Work task :: Write out, character for character, the line containing "PyValue for PyItertoolsChain" and all lines after it up to the end of the listing.

=== Records provided ===

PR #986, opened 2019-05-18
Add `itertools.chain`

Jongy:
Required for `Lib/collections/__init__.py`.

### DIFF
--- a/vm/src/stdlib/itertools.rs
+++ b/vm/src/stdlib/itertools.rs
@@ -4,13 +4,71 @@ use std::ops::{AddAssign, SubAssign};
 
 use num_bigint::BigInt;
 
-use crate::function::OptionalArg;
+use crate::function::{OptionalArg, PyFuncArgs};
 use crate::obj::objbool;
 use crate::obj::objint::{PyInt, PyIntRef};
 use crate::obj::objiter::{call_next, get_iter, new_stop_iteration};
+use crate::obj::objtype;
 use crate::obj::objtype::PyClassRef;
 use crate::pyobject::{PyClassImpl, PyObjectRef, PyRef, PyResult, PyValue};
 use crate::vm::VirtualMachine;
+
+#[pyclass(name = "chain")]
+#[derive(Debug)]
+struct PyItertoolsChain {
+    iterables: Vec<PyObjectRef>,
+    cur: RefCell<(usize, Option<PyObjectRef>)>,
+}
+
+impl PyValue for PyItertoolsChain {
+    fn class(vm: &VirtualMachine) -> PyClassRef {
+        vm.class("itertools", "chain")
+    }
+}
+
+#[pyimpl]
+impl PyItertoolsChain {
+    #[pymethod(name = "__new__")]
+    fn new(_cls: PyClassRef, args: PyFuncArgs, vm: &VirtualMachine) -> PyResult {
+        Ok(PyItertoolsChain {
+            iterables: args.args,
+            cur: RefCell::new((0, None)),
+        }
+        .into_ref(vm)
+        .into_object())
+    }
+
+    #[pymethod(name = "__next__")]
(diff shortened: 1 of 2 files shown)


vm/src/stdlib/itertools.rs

===

Output of the task ::
+impl PyValue for PyItertoolsChain {
+    fn class(vm: &VirtualMachine) -> PyClassRef {
+        vm.class("itertools", "chain")
+    }
+}
+
+#[pyimpl]
+impl PyItertoolsChain {
+    #[pymethod(name = "__new__")]
+    fn new(_cls: PyClassRef, args: PyFuncArgs, vm: &VirtualMachine) -> PyResult {
+        Ok(PyItertoolsChain {
+            iterables: args.args,
+            cur: RefCell::new((0, None)),
+        }
+        .into_ref(vm)
+        .into_object())
+    }
+
+    #[pymethod(name = "__next__")]
(diff shortened: 1 of 2 files shown)


vm/src/stdlib/itertools.rs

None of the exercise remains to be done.